Data for review:
┄┄┄┄┄┄┄┄┄┄
PR #477, opened 2019-10-16
Change python 3.8-dev to python 3.8 in travis

jtmiclat:
Change python 3.8-dev to python 3.8 in Travis as python 3.8 is officially released

### DIFF
--- a/.travis.yml
+++ b/.travis.yml
@@ -18,7 +18,7 @@ matrix:
       env: NOX_SESSION=test-3.6
     - python: 3.7
       env: NOX_SESSION=test-3.7
-    - python: 3.8-dev
+    - python: 3.8
       env: NOX_SESSION=test-3.8
       dist: bionic # Required to get OpenSSL 1.1.1+
 
--- a/.travis.yml
+++ b/.travis.yml
@@ -37,9 +37,6 @@ matrix:
     # FIX
     # Some tests not yet resolved for Windows. (In progress)
     - os: windows
-    # Allow builds to fail when using '-dev' Python versions.
-    # We should still investigate failures periodically for new APIs.
-    - python: 3.8
 
 install:
   - pip install --upgrade nox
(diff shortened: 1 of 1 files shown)


sethmlarson:
Took 3.8 out of the allow failures list since we need to now support 3.8.

florimondmanca:
@sethmlarson We still have the `start_tls()` test fail on 3.8, like it did back in #423 - see my https://github.com/encode/httpx/pull/423#discussion_r330871311.

I spent 30mins trying to debug what it is that we're doing wrong, but I can't seem to find anything. Where did you find the info/resources about how to implement the transport switching (see #263)? Could it be there's something we're missing there?

florimondmanca:
Locally I'm receiving an asyncio error/warning:

```console
ERROR    asyncio:base_events.py:1692 An open stream object is being garbage collected; call "stream.close()" explicitly.
```

which is emitted by [this piece of code](https://github.com/python/cpython/blob/54b74fe9df89f0e5646736f1f60376b4e37c422c/Lib/asyncio/streams.py#L238-L252). This is a new warning in 3.8 that was contributed here: https://github.com/python/cpython/pull/9201.

The warning is even emitted using:

```python
import asyncio

async def main(host, port):
        asyncio.open_connection(host, port), 5
    )
    stream_writer.close()
    await asyncio.sleep(0)
    print(stream_reader._transport)
    del stream_writer

asyncio.run(main("localhost", 8000))
```

By adding `await asyncio.wait(0)` just after `stream_writer.close()` I am able to remove the error; so I added that to our `Stream.close()` implementation to see what was left.

Well, the error is still there when running the `start_tls()` test — which makes me think we might not be cleaning up either the old `stream_reader` or `stream_writer` properly?

(I also tried the `await asyncio.sleep(0)` trick *inside* `.start_tls()`, i.e. just after we've called `start_tls()` and obtained a new transport. But the effect is that a `ConnectionResetError` is raised when we write the request during the test. So… 🤷‍♂)

florimondmanca:
Hi @jtmiclat, now that #484 I believe you can rebase from `master` and the build with 3.8 should pass. :)

sethmlarson:
Kicked another build off, let's see if we can merge now without a rebase. :)

sethmlarson:
@jtmiclat Thank you for this change :) :tada:

Issue #481, opened 2019-10-17
HTTP Post with files works with Requests but not HTTPX


phishstang65:
Hi. The following works with Requests, but not HTTPX. Can you please help me understand how to make it work:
┄┄┄┄┄┄┄┄┄┄
Assigned task: Every entry above must be reproduced exactly.

Exercise output:
PR #477, opened 2019-10-16
Change python 3.8-dev to python 3.8 in travis

jtmiclat:
Change python 3.8-dev to python 3.8 in Travis as python 3.8 is officially released

### DIFF
--- a/.travis.yml
+++ b/.travis.yml
@@ -18,7 +18,7 @@ matrix:
       env: NOX_SESSION=test-3.6
     - python: 3.7
       env: NOX_SESSION=test-3.7
-    - python: 3.8-dev
+    - python: 3.8
       env: NOX_SESSION=test-3.8
       dist: bionic # Required to get OpenSSL 1.1.1+
 
--- a/.travis.yml
+++ b/.travis.yml
@@ -37,9 +37,6 @@ matrix:
     # FIX
     # Some tests not yet resolved for Windows. (In progress)
     - os: windows
-    # Allow builds to fail when using '-dev' Python versions.
-    # We should still investigate failures periodically for new APIs.
-    - python: 3.8
 
 install:
   - pip install --upgrade nox
(diff shortened: 1 of 1 files shown)


sethmlarson:
Took 3.8 out of the allow failures list since we need to now support 3.8.

florimondmanca:
@sethmlarson We still have the `start_tls()` test fail on 3.8, like it did back in #423 - see my https://github.com/encode/httpx/pull/423#discussion_r330871311.

I spent 30mins trying to debug what it is that we're doing wrong, but I can't seem to find anything. Where did you find the info/resources about how to implement the transport switching (see #263)? Could it be there's something we're missing there?

florimondmanca:
Locally I'm receiving an asyncio error/warning:

```console
ERROR    asyncio:base_events.py:1692 An open stream object is being garbage collected; call "stream.close()" explicitly.
```

which is emitted by [this piece of code](https://github.com/python/cpython/blob/54b74fe9df89f0e5646736f1f60376b4e37c422c/Lib/asyncio/streams.py#L238-L252). This is a new warning in 3.8 that was contributed here: https://github.com/python/cpython/pull/9201.

The warning is even emitted using:

```python
import asyncio

async def main(host, port):
        asyncio.open_connection(host, port), 5
    )
    stream_writer.close()
    await asyncio.sleep(0)
    print(stream_reader._transport)
    del stream_writer

asyncio.run(main("localhost", 8000))
```

By adding `await asyncio.wait(0)` just after `stream_writer.close()` I am able to remove the error; so I added that to our `Stream.close()` implementation to see what was left.

Well, the error is still there when running the `start_tls()` test — which makes me think we might not be cleaning up either the old `stream_reader` or `stream_writer` properly?

(I also tried the `await asyncio.sleep(0)` trick *inside* `.start_tls()`, i.e. just after we've called `start_tls()` and obtained a new transport. But the effect is that a `ConnectionResetError` is raised when we write the request during the test. So… 🤷‍♂)

florimondmanca:
Hi @jtmiclat, now that #484 I believe you can rebase from `master` and the build with 3.8 should pass. :)

sethmlarson:
Kicked another build off, let's see if we can merge now without a rebase. :)

sethmlarson:
@jtmiclat Thank you for this change :) :tada:

Issue #481, opened 2019-10-17
HTTP Post with files works with Requests but not HTTPX


phishstang65:
Hi. The following works with Requests, but not HTTPX. Can you please help me understand how to make it work:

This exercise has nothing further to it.